Right now I'm getting an average for each month

SELECT EXTRACT(MONTH FROM date_time) AS month, EXTRACT(YEAR FROM date_time) AS year, avg("total") FROM my_table GROUP BY EXTRACT(MONTH FROM date_time), EXTRACT(YEAR FROM date_time)

But the SQL query needs to adjust so the total value current month - previous month

Is it possible?

For weekly

SELECT EXTRACT(WEEK FROM date_time) AS week, EXTRACT(YEAR FROM date_time) AS year, avg("total") FROM my_table GROUP BY EXTRACT(WEEK FROM date_time), EXTRACT(YEAR FROM date_time)
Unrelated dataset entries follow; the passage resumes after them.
PR #2557, opened 2020-07-14
Add helper to convert Bio.Phylo trees to PyTorch

fritzo:
Addresses #2426 

This adds a helper `bio_phylo_to_times()` to extract coalescent time statistics from a [Bio.Phylo](https://biopython.readthedocs.io/en/latest/api/Bio.Phylo.BaseTree.html#Bio.Phylo.BaseTree.Clade) tree object. This is convenient because `Bio.Phylo` provides parsers for most phylogeny tree formats, including Newick and NEXUS. Note this does not add a new dependency to Pyro: the code is duck typed and works whenever `biopython` is installed (it is not installed by default because `biopython` requires Python 3.6+).

I plan to document this helper in a new tutorial section #2558. I had already used a version of this helper in previous tutorial sketches.

## Tested
- [x] added unit tests
- [x] built docs locally.


fritzo:
Thanks for reviewing!

fritzo:
@eb8680 ready to merge?

PR #2561, opened 2020-07-15
Address cholesky issue with arrowhead mass trix

fehiepsi:
This has seen to be helpful in @martinjankowiak 's sir experiments, so I guess we can include it in the release. The idea is to scale non-diagonal terms down if Cholesky issue happens.

### DIFF
--- a/pyro/ops/arrowhead.py
+++ b/pyro/ops/arrowhead.py
@@ -28,12 +28,22 @@ def sqrt(x):
     # NB: the complexity is O(N * head_size^2)
     # ref: https://en.wikipedia.org/wiki/Schur_complement#Background
     Dsqrt = x.bottom_diag.sqrt()
-    B_Dsqrt = B / Dsqrt.unsqueeze(-2)  # shape: head_size x N
-    schur_complement = A - B_Dsqrt.matmul(B_Dsqrt.t())  # complexity: head_size^2 x N
-    # we will decompose schur_complement to U @ U.T (so that the sqrt matrix
-    # is upper triangular) using some `flip` operators:
-    #   flip(cholesky(flip(schur_complement)))
-    top_left = torch.flip(torch.flip(schur_complement, (-2, -1)).cholesky(), (-2, -1))
+
+    for i in range(6):
+        B_Dsqrt = B / Dsqrt.unsqueeze(-2)  # shape: head_size x N
+        schur_complement = A - B_Dsqrt.matmul(B_Dsqrt.t())  # complexity: head_size^2 x N
+        # we will decompose schur_complement to U @ U.T (so that the sqrt matrix
+        # is upper triangular) using some `flip` operators:
+        #   flip(cholesky(flip(schur_complement)))
+        try:
+            top_left = torch.flip(torch.cholesky(torch.flip(schur_complement, (-2, -1))), (-2, -1))
+            break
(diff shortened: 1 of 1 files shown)


pyro/ops/arrowhead.py
```diff
@@ -28,12 +28,22 @@ def sqrt(x):
...
     # ref: https://en.wikipedia.org/wiki/Schur_complement#Background
     Dsqrt = x.bottom_diag.sqrt()
-    B_Dsqrt = B / Dsqrt.unsqueeze(-2)  # shape: head_size x N
-    schur_complement = A - B_Dsqrt.matmul(B_Dsqrt.t())  # complexity: head_size^2 x N
-    # we will decompose schur_complement to U @ U.T (so that the sqrt matrix
-    # is upper triangular) using some `flip` operators:
-    #   flip(cholesky(flip(schur_complement)))
-    top_left = torch.flip(torch.flip(schur_complement, (-2, -1)).cholesky(), (-2, -1))
+
+    for i in range(6):
```
fritzo, line 32: nit: could you add a comment like
```py
# On cholesky error, retry with smaller tail part B.
num_attempts = 6
for i in range(num_attempts):
    ...
```

pyro/ops/arrowhead.py
```diff
@@ -28,12 +28,22 @@ def sqrt(x):
...
+        B_Dsqrt = B / Dsqrt.unsqueeze(-2)  # shape: head_size x N
+        schur_complement = A - B_Dsqrt.matmul(B_Dsqrt.t())  # complexity: head_size^2 x N
+        # we will decompose schur_complement to U @ U.T (so that the sqrt matrix
+        # is upper triangular) using some `flip` operators:
+        #   flip(cholesky(flip(schur_complement)))
+        try:
+            top_left = torch.flip(torch.cholesky(torch.flip(schur_complement, (-2, -1))), (-2, -1))
+            break
+        except RuntimeError:
+            B = B * 2 ** (-i - 1)
```
fritzo, line 42: Can you confirm that you want super-exponential growth here, not just exponential growth via `B = B / 2`?

fritzo: @martinjankowiak can you confirm this super-exponential backoff is the desired behavior?

martinjankowiak: i can confirm it's what i previously did experiments with

https://github.com/pyro-ppl/pyro/blob/2c709199d5932d48e1d409a9275a4ff67f6e6549/pyro/ops/arrowhead.py#L47

it's probably not the platonic solution but i guess it doesn't hurt... i suspect that in most cases where arrowhead is running into troubles here simplistic regularization will be moderately helpful at best

pyro/ops/arrowhead.py
```diff
@@ -28,12 +28,22 @@ def sqrt(x):
...
+            continue
+        raise RuntimeError("Singular schur complement in computing Cholesky of the input"
+                           " arrayhead matrix")
```
martinjankowiak, line 45: typo: arrayhead

pyro/ops/arrowhead.py
fehiepsi: Thanks for reviewing, Fritz! It is not the desired behavior. I will make the change.

PR #2565, opened 2020-07-20
Bump to version 1.4.0

fritzo:
Bump version strings from 1.3.1 -> 1.4.0

After this merges I'll create a release, upload to PyPi, update the tutorial website, and tweet.


fritzo:
> Do we need to update .travis.yml file to test against PyTorch 1.5.1?

Nope, we still allow `torch>=1.5.0` in setup.py, so there is no need to update .travis.yml

PR #2572, opened 2020-07-23
ConditionalSplineAutoregressive

stefanwebb:
The conditional version of the `SplineAutoregressive` transform.

I also ran `isort` on the whole source which is why there are changes to other files

### DIFF
--- a/docs/source/conf.py
+++ b/docs/source/conf.py
@@ -6,7 +6,6 @@ import sys
 
 import sphinx_rtd_theme
 
-
 # import pkg_resources
 
 # -*- coding: utf-8 -*-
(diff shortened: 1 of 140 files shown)


fritzo:
I'm pretty sure `isort` on the whole source will break things due to import order dependencies. If you want, you could figure out how to disable isort on certain files and/or certain lines. In particular:

- pyro.distributions.__init__ has weird ordering dependencies due to some * imports being overridden by specific imports
- I believe for files that use matplotlib, we need to call `matplotlib.use('Agg')` or something before importing pyplot.

In any case, the global isort is appreciated but should be submitted as a separate PR in case we need to revert or git bisect to diagnose regression

stefanwebb:
I created a new PR for this

PR #2575, opened 2020-07-24
Add a horovod optimizer and example

### LINKED ISSUE #2570: FR distributed training via Horovod
What would it take to support multiple GPUs in SVI, as [requested on the forum](https://forum.pyro.ai/t/run-pyro-on-multiple-gpus/1066)?

See Horovod's [pytorch](https://github.com/horovod/horovod/blob/master/docs/pytorch.rst) [examples](https://github.com/horovod/horovod/blob/master/examples/pytorch_mnist.py).

## Tentative Tasks
- [x] Support some combination of `hvd.DistributedOptimizer` with `PyroOptimizer`. This probably requires extra initialization step to discover all parameters before inference. This definitely requires a static parameter set.
- [x] Add any required initialization logic to SVI
- [x] Add an example or tutorial

cc @mbabadi @dalessioluca

fritzo:
Resolves #2570 

This integrates with [Horovod](https://github.com/horovod/horovod) by implementing a `pyro.optim.HorovodOptimizer` that combines behavior of Pyro's `PyroOptim` and Horovod's `DistributedOptimizer`. The new `HorovodOptimizer` can wrap any other Pyro optimizer e.g. `optim = HorovodOptimizer(ClippedAdam({'lr': 1e-3}))`. I've also added an example demonstrating how to distribute training using the optimizer.

I have avoided adding horovod as a default dependency since it requires other system dependencies (MPI and maybe gloo). Instead I've added a `pyro[horovod]` extras require which points to `horovod[pytorch]`. I've also added a test decorator `requires_horovod` that skips on current CI.

## Tested
Tests with `--no-horovod` are run on CI. Other tests require `horovodrun` and are not run on CI. Because horovod must be run under a separate process, I have added only example tests and no pytest-driven unit tests.

- [x] smoke test `--no-horovod`
- [x] smoke test `--num-proc 1`
- [x] smoke test `--num-proc 2`
- [x] smoke test `--no-horovod` `--cuda`
- [x] smoke test `--num-proc 1` `--cuda`
- [x] smoke test `--num-proc 2` `--cuda`
- [x] verify convergence

### DIFF
--- a/examples/svi_horovod.py
+++ b/examples/svi_horovod.py
@@ -37,8 +37,8 @@ from pyro.nn import PyroModule
 from pyro.optim import Adam, HorovodOptimizer
 
 
-# We define a model as usual, with no reference to Horovod. This model is data
-# parallel and supports subsampling.
+# We define a model as usual, with no reference to Horovod.
+# This model is data parallel and supports subsampling.
 class Model(PyroModule):
     def __init__(self, size):
         super().__init__()
@@ -48,13 +48,19 @@ class Model(PyroModule):
         coeff = pyro.sample("coeff", dist.Normal(0, 1))
         bias = pyro.sample("bias", dist.Normal(0, 1))
         scale = pyro.sample("scale", dist.LogNormal(0, 1))
+
+        # Since we'll use a distributed dataloader during training, we need to
+        # manually pass minibatches of (covariates,data) that are smaller than
+        # the full self.size. In particular we cannot rely on pyro.plate to
+        # automatically subsample, since that would lead to all workers drawing
+        # identical subsamples.
         with pyro.plate("data", self.size, len(covariates)):
             loc = bias + coeff * covariates
             return pyro.sample("obs", dist.Normal(loc, scale),
                                obs=data)
 
 
-# The following is a standard training loop. To epmhasize the Horovod-specific
+# The following is a standard training loop. To emphasize the Horovod-specific
 # parts, we've guarded them by `if args.horovod:`.
 def main(args):
     # Create a model, synthetic data, and a guide.
--- a/examples/svi_horovod.py
+++ b/examples/svi_horovod.py
@@ -1,0 +1,141 @@
+# Copyright Contributors to the Pyro project.
+# SPDX-License-Identifier: Apache-2.0
+
+# Distributed training via Horovod.
+#
+# This tutorial demonstrates how to distribute SVI training across multiple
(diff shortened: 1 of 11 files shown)


fritzo:
@fehiepsi @martinjankowiak do either of you want to review this?

examples/svi_horovod.py
```diff
@@ -0,0 +1,159 @@
...
+        coeff = pyro.sample("coeff", dist.Normal(0, 1))
+        bias = pyro.sample("bias", dist.Normal(0, 1))
+        scale = pyro.sample("scale", dist.LogNormal(0, 1))
+        with pyro.plate("data", self.size, len(covariates)):
+            loc = bias + coeff * covariates
+            return pyro.sample("obs", dist.Normal(loc, scale),
+                               obs=data)
+
+
+# The following is a standard training loop. To epmhasize the Horovod-specific
```
martinjankowiak, line 57: typo: epmhasize

pyro/optim/horovod.py
```diff
@@ -0,0 +1,47 @@
...
+    r"""
+    Distributed wrapper for a :class:`~pyro.optim.optim.PyroOptim` optimizer.
+
+    This class wraps a ``PyroOptim`` object similar to the way
+    :func:`horovod.torch.DistributedOptimizer` wraps a
+    :class:`torch.optim.Optimizer`.
+
+    .. note::
+
+        This requires :mod:`horovod.torch` is installed, e.g. via
```
martinjankowiak, line 19: grammar typo

examples/svi_horovod.py
```diff
@@ -0,0 +1,159 @@
...
+class Model(PyroModule):
+    def __init__(self, size):
+        super().__init__()
+        self.size = size
+
+    def forward(self, covariates, data=None):
+        coeff = pyro.sample("coeff", dist.Normal(0, 1))
+        bias = pyro.sample("bias", dist.Normal(0, 1))
+        scale = pyro.sample("scale", dist.LogNormal(0, 1))
+        with pyro.plate("data", self.size, len(covariates)):
```
martinjankowiak, line 51: so what happens if the user relies on `plate`-controlled subsampling? the same computation happens on all workers?

fritzo: Good point, I've added a couple sentences explaining requirements.

fritzo:
Thanks for reviewing!

PR #2576, opened 2020-07-27
removed explicit calls to `forward` in VAE tutorial

jamestwebber:
Calling the `forward` method bypasses anything that PyTorch/Pyro does in `__call__()` and so it's not recommended (I just learned 😎 ).

Removing it from this tutorial so that others don't make my mistake.


jamestwebber:
The semi-supervised VAE tutorial had the same thing going on so I removed that too. The rest of the examples were okay.

Issue #2580, opened 2020-07-29
FR Funsor-based Pyro backend


eb8680:
This issue is for tracking Funsor integration with Pyro in the form of a new `pyroapi` backend that shares lots of code with Pyro and lives in `pyro.contrib.funsor`, as implemented in the original PR #2307 and NumPyro PR https://github.com/pyro-ppl/numpyro/pull/572 and recently enabled by the removal of Python 3.5 support from PyTorch 1.6.

The first version of `pyro.contrib.funsor` hews very closely to Pyro's existing design and semantics, including replicating parallel enumeration and plate semantics exactly, preserving `trace` and `replay`, and making extensive use of Pyro's current test suite.  I'm hoping to progressively refine away much of this legacy design after the first version is merged.

Tentative sequence of PRs expected based on the contents of #2307 (mostly done already there):
- [x]  #2583 `make_handler` change, `funsor[torch]` optional dependency, and initial `pyro.contrib.funsor` library creation: `primitives`, `to_funsor`, `to_data`, `markov`, `pyroapi`, and `test_named.py`.
- [x] #2584 First introductory tutorial
- [x] #2588 `GlobalNamedMessenger` and a second tutorial
- [x] #2589 Exact-only `EnumMessenger`, `trace`, `replay`, and `test_valid_models.py`
- [x] #2593 Vectorized `PlateMessenger` and `test_valid_models_plate.py`
- [x] #2593 Support for subsampling and `pyro.subsample` in new `PlateMessenger`, and tests
- [x] #2594 Sequential `PlateMessenger` and `test_valid_models_sequential_plate.py`
- [x] #2595 `TraceTMC_ELBO`, sampling enumeration strategies, and `test_tmc.py`.
- [x] #2596 `TraceEnum_ELBO` and `test_enum.py`

Remaining tasks to wrap up the first version of `contrib.funsor` after #2596 is merged:
- [x] #2583 Support missing or globally inconsistent input specifications in `pyro.to_funsor` and `pyro.to_data`
- [x] #2583 xfailing `test_pyroapi.py`
- [x] #2610 Update domain syntax
- [x] #2611 JIT support for `TraceEnum_ELBO` and `TraceTMC_ELBO`
- [x] #2611 missing ELBOs necessary to make `test_pyroapi.py` pass (e.g. add a simple `Trace_ELBO`)
[...]

PR #2475, opened 2020-05-11
Initialize pyro.contrib.funsor with new primitives and some tests

eb8680:
This PR is the first in a series extracted from #2307 

It contains a new `contrib` module, `pyro.contrib.funsor`, that implements a new Pyro backend with two new primitives, `pyro.to_funsor` and `pyro.to_data`, and a reimplementation of `pyro.markov`.  These two primitives are effectful versions of `funsor.to_funsor` and `funsor.to_data` that maintain a globally consistent mapping between names and positional dimensions, allowing us to write Funsor-based inference algorithms that use enumeration.  A first tutorial that explains more about the design goals is available in a separate followup PR #2476 for easier review.

I would say the details of this PR are not too important, and can be revisited later because they are completely isolated behind the new primitives.  In particular, the `DimStack` design only has to satisfy two constraints: 
1. Like Pyro's existing enumeration machinery it must support dimension allocation in constant time (so enumeration in an HMM is still linear in the number of variables rather than quadratic)
2. Together with the new `pyro.markov` it must replicate as closely as possible the dimension allocation behavior of Pyro's existing enumeration machinery.  This is important for backwards compatibility and allowed me to write detailed tests that compare the results of enumeration in Pyro and `pyro.contrib.funsor`, as will become evident in followup PRs.

Tested:
- In this PR I have included some basic standalone tests for `pyro.to_funsor`/`pyro.to_data` and `pyro.markov`. 
- In #2307 this code is tested much more extensively and stringently by comparing the tensor shapes of enumeration reimplimented with `pyro.contrib.funsor` to enumeration in Pyro. I will be adding these tests in subsequent PRs (update: started in #2479).

PR #2583, opened 2020-08-04
Initialize contrib.funsor with new primitives, pyroapi backend, and some tests

eb8680:
Addresses #2580.  Rewrite of #2475.

This PR contains a new `contrib` module, `pyro.contrib.funsor`, that implements a new Pyro backend with two new primitives, `pyro.to_funsor` and `pyro.to_data`, and a reimplementation of `pyro.markov`.  These two primitives are effectful versions of `funsor.to_funsor` and `funsor.to_data` that maintain a globally consistent mapping between names and positional dimensions, allowing us to write Funsor-based inference algorithms that use enumeration.  A first tutorial that explains more about the design goals is available in a separate followup PR for easier review.

I would say the details of this PR are interesting but not too important, and can be revisited later because they are completely isolated behind the new primitives.  In particular, the `DimStack` design only has to satisfy two constraints: 
1. Like Pyro's existing enumeration machinery it must support dimension allocation in constant time (so enumeration in an HMM is still linear in the number of variables rather than quadratic)
2. Together with the new `pyro.markov` it must replicate as closely as possible the dimension allocation behavior of Pyro's existing enumeration machinery.  This is important for backwards compatibility and allowed me to write detailed tests that compare the results of enumeration in Pyro and `pyro.contrib.funsor`, as will become evident in followup PRs.

Tested:
- In this PR I have included some basic standalone tests for `pyro.to_funsor`/`pyro.to_data` and `pyro.markov`. 
- In #2307 this code is tested much more extensively and stringently by comparing the tensor shapes of enumeration reimplimented with `pyro.contrib.funsor` to enumeration in Pyro. I will be adding these tests in subsequent PRs.


pyro/poutine/handlers.py
```diff
@@ -98,27 +99,27 @@
...
     def handler(fn=None, *args, **kwargs):
-        if fn is not None and not callable(fn):
+        if fn is not None and not (callable(fn) or isinstance(fn, collections.abc.Iterable)):
             raise ValueError(
                 "{} is not callable, did you mean to pass it as a keyword arg?".format(fn))
         msngr = msngr_cls(*args, **kwargs)
         return functools.update_wrapper(msngr(fn), fn, updated=()) if fn is not None else msngr
 
-    return handler
+    handler_name = _re2.sub(
```
fritzo, line 112: nit: could you add a little comment explaining this string munging?

setup.py
```diff
@@ -116,6 +116,9 @@
             'yapf',
         ],
         'horovod': ['horovod[pytorch]>=0.19'],
+        'funsor': [
+            'funsor[torch] @ git+git://github.com/pyro-ppl/funsor.git@master',  # TODO update to release branch
+        ],
```
fritzo, line 121: It would be a little safer to pin to either a commit or a release. I'm worried that if we pin to a moving branch and that branch changes then we wouldn't be able to git bisect. What do you think of any of these alternatives:
- pinning to funsor 0.2.0
- releasing current master and pinning to 0.2.1
- creating a tag in the funsor repo named say `pyro-1.4.0` or maybe `pyro-1.4.1-pre0`, and continuing to increment these tags as you simultaneously develop `funsor` and `pyro`?

tests/contrib/funsor/conftest.py
```diff
@@ -0,0 +1,13 @@
...
+import pytest
+
+
+def pytest_collection_modifyitems(items):
+    for item in items:
+        if item.nodeid.startswith("tests/contrib/funsor"):
+            if "stage" not in item.keywords:
+                item.add_marker(pytest.mark.stage("funsor"))
+            if "init" not in item.keywords:
+                item.add_marker(pytest.mark.init(rng_seed=123))
```
fritzo, line 13: I'm curious whether and how pytest avoids import errors when collecting tests on a system on which funsor is not installed. Do we want to support e.g. `make test` which runs only `stage=unit` (no funsor tests) on a system when funsor is not installed?

One possible solution is, similar to my tests using BioPython,
```python
try:
    import funsor
except ImportError:
    pytestmark = pytest.mark.skip(reason="funsor is not installed")
```

.travis.yml
```diff
@@ -27,6 +27,7 @@ install:
     - pip install https://github.com/pyro-ppl/pyro-api/archive/master.zip
     - pip install torch==1.5.0+cpu torchvision==0.6.0+cpu -f https://download.pytorch.org/whl/torch_stable.html
     - pip install .[test]
+    - pip install git+https://github.com/pyro-ppl/funsor.git@master#egg=funsor[torch]
```
fritzo, line 30: Can we move this down into the `funsor` stage?

tests/contrib/funsor/test_pyroapi_funsor.py
```diff
@@ -0,0 +1,20 @@
...
+
+from pyroapi import pyro_backend
+from pyroapi.tests import *  # noqa F401
+
+# triggers backend registration
+import pyro.contrib.funsor  # noqa: F401
+
+
+# TODO get this working again...
+pytestmark = pytest.mark.skip()
```
fritzo, line 14: Just curious, is there a reason to use `skip` rather than `xfail`?

setup.py
eb8680: I've just pinned it to a recent commit in funsor `master` for now, like NumPyro sometimes does with jax.

tests/contrib/funsor/conftest.py
eb8680: I tried something like that, we'll see if it works.

PR #2586, opened 2020-08-05
[WIP] Fix summations over repeated plate dims in RenyiELBO

sharrison5:
Potential fix for second issue in #2361 (i.e. summation over plates that share `dim`).

To discuss:
 + This simply removes repeated elements in `sum_dims`. My understanding of plate mechanics is that this is valid mathematically, but there could well be subtle issues (as per e.g. #2220) that I may have missed.
 + Should the regression tests introduced here and in #2541 be parameterised to cover more `ELBO` instances?

### DIFF
--- a/pyro/infer/util.py
+++ b/pyro/infer/util.py
@@ -106,14 +106,14 @@ def get_plate_stacks(trace):
 
 def get_dependent_plate_dims(sites):
     """
-    Return a list of dims for plates that are not common to all sites.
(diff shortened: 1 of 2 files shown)


fritzo:
> Should the ... tests ... cover more `ELBO` instances?

I think there is no need, since `get_dependent_plate_dims()` is used only by `RenyiELBO`.

sharrison5:
Great, thanks!

> Is there work that remains to be done?

Not as far as I'm concerned 👍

CodePudding user response:

Yes, it's possible:

SELECT t1.month, t2.year, t1.tot - t2.tot
(
SELECT EXTRACT(MONTH FROM date_time) AS month, EXTRACT(YEAR FROM date_time) AS year, avg("total") AS tot
FROM my_table GROUP BY EXTRACT(MONTH FROM date_time), EXTRACT(YEAR FROM date_time)
) t1
join (
SELECT EXTRACT(MONTH FROM date_time) AS month, EXTRACT(YEAR FROM date_time) AS year, avg("total") AS tot
FROM my_table GROUP BY EXTRACT(MONTH FROM date_time), EXTRACT(YEAR FROM date_time)
) t2
on ((t1.year = t2.year) and (t1.month = t2.month   1)) or
   ((t1.year = t2.year   1) and (t1.month = 1) and (t2.month = 12))

I have taken your select and converted it into two subselects, named them as t1 and t2 respectively and joined them by the criteria of left join.

Note that the very first month will not have a pair currently and if you need it nevertheless, then you can use left join and coalesce to make sure that even an unpaired item has a "pair" and a NULL for tot is defaulted to 0.

Note further that you can convert this subquery to a view for better readability.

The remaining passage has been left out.